━━━━━ TASK INPUT

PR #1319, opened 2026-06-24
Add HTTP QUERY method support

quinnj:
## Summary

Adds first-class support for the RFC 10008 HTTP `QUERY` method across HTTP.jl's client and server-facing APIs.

━━━━━━━━━━

■ REQUIRED WORK ■
The expected answer is the lines from the one containing "Add HTTP QUERY method support" through the end of the material, reproduced exactly with both ends kept.

■ YOUR RESPONSE ■
Add HTTP QUERY method support

quinnj:
## Summary

Adds first-class support for the RFC 10008 HTTP `QUERY` method across HTTP.jl's client and server-facing APIs.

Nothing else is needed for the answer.